To get around this, `GreenNodeBuilder` provides the `checkpoint` method, which we can call to
"remember" the current position in the input. For example, we can create a checkpoint before the
parser parses the first `1`. Later, when it sees the following `+`, it can create an `Expr` node
for the whole expression using `start_node_at`:
```rust
fn parse_lhs(&mut self) -> Result<(), String> {
// An expression may start either with a number, or with an opening parenthesis that is
// the start of a parenthesized expression
let next_token = *self.lexer.peek().unwrap();
match next_token {
Token::Int(n) => {
self.bump();
self.builder.token(SyntaxKind::Int, n);
}
Token::LParen => {
// Wrap the grouped expression inside a node containing it and its parentheses
self.builder.start_node(SyntaxKind::Expr);
self.bump();
self.builder.static_token(SyntaxKind::LParen);
self.parse_expr()?; // Inner expression
if self.bump() != Some(Token::RParen) {
return Err("Missing ')'".to_string());
}
self.builder.static_token(SyntaxKind::RParen);
self.builder.finish_node();
}
Token::EoF => return Err("Unexpected end of file: expected expression".to_string()),
t => return Err(format!("Unexpected start of expression: '{t:?}'")),
}
Ok(())
}
fn parse_expr(&mut self) -> Result<(), String> {
// Remember our current position
let before_expr = self.builder.checkpoint();
// Parse the start of the expression
self.parse_lhs()?;
// Check if the expression continues with `+ <more>` or `- <more>`
let Some(next_token) = self.lexer.peek() else {
return Ok(());
};
let op = match *next_token {
Token::Plus => SyntaxKind::Plus,
Token::Minus => SyntaxKind::Minus,
Token::RParen | Token::EoF => return Ok(()),
t => return Err(format!("Expected operator, found '{t:?}'")),
};
// If so, retroactively wrap the (already parsed) LHS and the following RHS
// inside an `Expr` node
self.builder.start_node_at(before_expr, SyntaxKind::Expr);
self.bump();
self.builder.static_token(op);
self.parse_expr()?; // RHS
self.builder.finish_node();
Ok(())
}
```
### Obtaining the parser result
Our parser is now capable of parsing our little arithmetic language, but it's methods don't return
anything.
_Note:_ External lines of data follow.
PR #9690, opened 2021-01-04
CB-10394 CB-10392 added proxy and network information to central EDH …

doktoric:
…metrics. We are using CDPNetworkDetails now as other places using it as well. Added unit test as well to cover use cases.

### DIFF
--- a/usage-collection/src/main/proto/usage.proto
+++ b/usage-collection/src/main/proto/usage.proto
@@ -980,8 +980,8 @@ message CDPEnvironmentDetails {
     int32 numberOfAvailabilityZones = 3;
     // Number of availability zones used in the environment
     string availabilityZones = 4;
-    // Tunnel type of the environment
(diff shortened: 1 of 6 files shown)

So how do we get our syntax tree out? The answer lies in `GreenNodeBuilder::finish`, which
finally returns the tree that we have painstakingly constructed.
```rust
impl Parser<'_> {
pub fn finish(mut self) -> (GreenNode, impl Interner) {
assert!(self.lexer.next().map(|t| t == Token::EoF).unwrap_or(true));
let (tree, cache) = self.builder.finish();
(tree, cache.unwrap().into_interner().unwrap())
}
}
```
`finish` also returns the cache it used to deduplicate tree nodes and tokens, so you can re-use it
for parsing related inputs (e.g., different source files from the same crate may share a lot of
common function and type names that can be deduplicated). See `GreenNodeBuilder`'s documentation for
more information on this, in particular the `with_cache` and `from_cache` methods. Most importantly
for us, we can extract the `Interner` that contains the source text of the tree's tokens from the
cache, which we need if we want to look up things like variable names or the value of numbers for
our calculator.
To work with the syntax tree, you'll want to upgrade it to a `SyntaxNode` using
`SyntaxNode::new_root`. You can also use `SyntaxNode::new_root_with_resolver` to combine tree and
interner, which lets you directly retrieve source text and makes the nodes implement `Display` and
`Debug`. The same output can be produced from `SyntaxNode`s by calling the `debug` or `display`
method with a `Resolver`. To visualize the whole syntax tree, pass `true` for the `recursive`
parameter on `debug`, or simply debug-print a `ResolvedNode`:
```rust
let input = "11 + 2-(5 + 4)";
let mut parser = Parser::new(input);
parser.parse().unwrap();
let (tree, interner) = parser.finish();
let root = SyntaxNode::<Calculator>::new_root_with_resolver(tree, interner);
dbg!(root);
```
## AST Layer
While `cstree` is built for concrete syntax trees, applications are quite easily able to work with either a CST or an AST representation, or freely switch between them.